> **TASK OBJECTIVE**
Please return the whole listing. Keep each line exactly the same.

> **SUPPLIED DATA**
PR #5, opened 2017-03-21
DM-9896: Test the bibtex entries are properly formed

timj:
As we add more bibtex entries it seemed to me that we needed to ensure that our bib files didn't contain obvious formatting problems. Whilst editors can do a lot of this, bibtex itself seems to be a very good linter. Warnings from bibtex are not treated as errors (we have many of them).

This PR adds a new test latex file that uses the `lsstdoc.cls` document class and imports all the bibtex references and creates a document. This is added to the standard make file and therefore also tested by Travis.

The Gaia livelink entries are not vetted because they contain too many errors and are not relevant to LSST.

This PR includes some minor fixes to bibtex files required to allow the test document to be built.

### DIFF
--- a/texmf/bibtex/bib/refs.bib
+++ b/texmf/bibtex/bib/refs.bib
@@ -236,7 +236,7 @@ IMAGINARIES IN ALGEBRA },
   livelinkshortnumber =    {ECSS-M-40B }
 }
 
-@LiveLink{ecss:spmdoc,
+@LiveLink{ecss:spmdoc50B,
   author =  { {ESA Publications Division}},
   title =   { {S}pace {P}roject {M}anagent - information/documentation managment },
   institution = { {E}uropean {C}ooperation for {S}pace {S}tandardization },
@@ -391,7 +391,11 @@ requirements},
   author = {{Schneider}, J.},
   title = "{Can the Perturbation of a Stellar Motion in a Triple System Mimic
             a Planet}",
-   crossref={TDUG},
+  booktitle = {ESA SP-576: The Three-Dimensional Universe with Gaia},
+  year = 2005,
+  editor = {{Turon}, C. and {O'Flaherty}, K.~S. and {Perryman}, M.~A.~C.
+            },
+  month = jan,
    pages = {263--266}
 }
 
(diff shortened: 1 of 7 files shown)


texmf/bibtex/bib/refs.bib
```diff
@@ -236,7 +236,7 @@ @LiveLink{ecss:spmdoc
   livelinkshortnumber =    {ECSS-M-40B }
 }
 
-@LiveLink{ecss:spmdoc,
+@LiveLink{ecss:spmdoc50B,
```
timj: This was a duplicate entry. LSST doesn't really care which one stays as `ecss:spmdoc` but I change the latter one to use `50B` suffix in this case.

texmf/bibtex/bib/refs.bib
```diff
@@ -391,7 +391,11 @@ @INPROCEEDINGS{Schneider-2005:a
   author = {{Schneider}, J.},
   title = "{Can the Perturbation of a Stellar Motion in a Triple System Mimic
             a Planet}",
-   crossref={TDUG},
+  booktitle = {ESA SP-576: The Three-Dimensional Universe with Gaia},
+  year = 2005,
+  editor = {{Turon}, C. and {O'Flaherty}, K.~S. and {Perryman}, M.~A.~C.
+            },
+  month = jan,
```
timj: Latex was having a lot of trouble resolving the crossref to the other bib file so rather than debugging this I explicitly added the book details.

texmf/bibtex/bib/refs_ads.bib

> **OUTPUT OF THE TASK**
PR #5, opened 2017-03-21
DM-9896: Test the bibtex entries are properly formed

timj:
As we add more bibtex entries it seemed to me that we needed to ensure that our bib files didn't contain obvious formatting problems. Whilst editors can do a lot of this, bibtex itself seems to be a very good linter. Warnings from bibtex are not treated as errors (we have many of them).

This PR adds a new test latex file that uses the `lsstdoc.cls` document class and imports all the bibtex references and creates a document. This is added to the standard make file and therefore also tested by Travis.

The Gaia livelink entries are not vetted because they contain too many errors and are not relevant to LSST.

This PR includes some minor fixes to bibtex files required to allow the test document to be built.

### DIFF
--- a/texmf/bibtex/bib/refs.bib
+++ b/texmf/bibtex/bib/refs.bib
@@ -236,7 +236,7 @@ IMAGINARIES IN ALGEBRA },
   livelinkshortnumber =    {ECSS-M-40B }
 }
 
-@LiveLink{ecss:spmdoc,
+@LiveLink{ecss:spmdoc50B,
   author =  { {ESA Publications Division}},
   title =   { {S}pace {P}roject {M}anagent - information/documentation managment },
   institution = { {E}uropean {C}ooperation for {S}pace {S}tandardization },
@@ -391,7 +391,11 @@ requirements},
   author = {{Schneider}, J.},
   title = "{Can the Perturbation of a Stellar Motion in a Triple System Mimic
             a Planet}",
-   crossref={TDUG},
+  booktitle = {ESA SP-576: The Three-Dimensional Universe with Gaia},
+  year = 2005,
+  editor = {{Turon}, C. and {O'Flaherty}, K.~S. and {Perryman}, M.~A.~C.
+            },
+  month = jan,
    pages = {263--266}
 }
 
(diff shortened: 1 of 7 files shown)


texmf/bibtex/bib/refs.bib
```diff
@@ -236,7 +236,7 @@ @LiveLink{ecss:spmdoc
   livelinkshortnumber =    {ECSS-M-40B }
 }
 
-@LiveLink{ecss:spmdoc,
+@LiveLink{ecss:spmdoc50B,
```
timj: This was a duplicate entry. LSST doesn't really care which one stays as `ecss:spmdoc` but I change the latter one to use `50B` suffix in this case.

texmf/bibtex/bib/refs.bib
```diff
@@ -391,7 +391,11 @@ @INPROCEEDINGS{Schneider-2005:a
   author = {{Schneider}, J.},
   title = "{Can the Perturbation of a Stellar Motion in a Triple System Mimic
             a Planet}",
-   crossref={TDUG},
+  booktitle = {ESA SP-576: The Three-Dimensional Universe with Gaia},
+  year = 2005,
+  editor = {{Turon}, C. and {O'Flaherty}, K.~S. and {Perryman}, M.~A.~C.
+            },
+  month = jan,
```
timj: Latex was having a lot of trouble resolving the crossref to the other bib file so rather than debugging this I explicitly added the book details.

texmf/bibtex/bib/refs_ads.bib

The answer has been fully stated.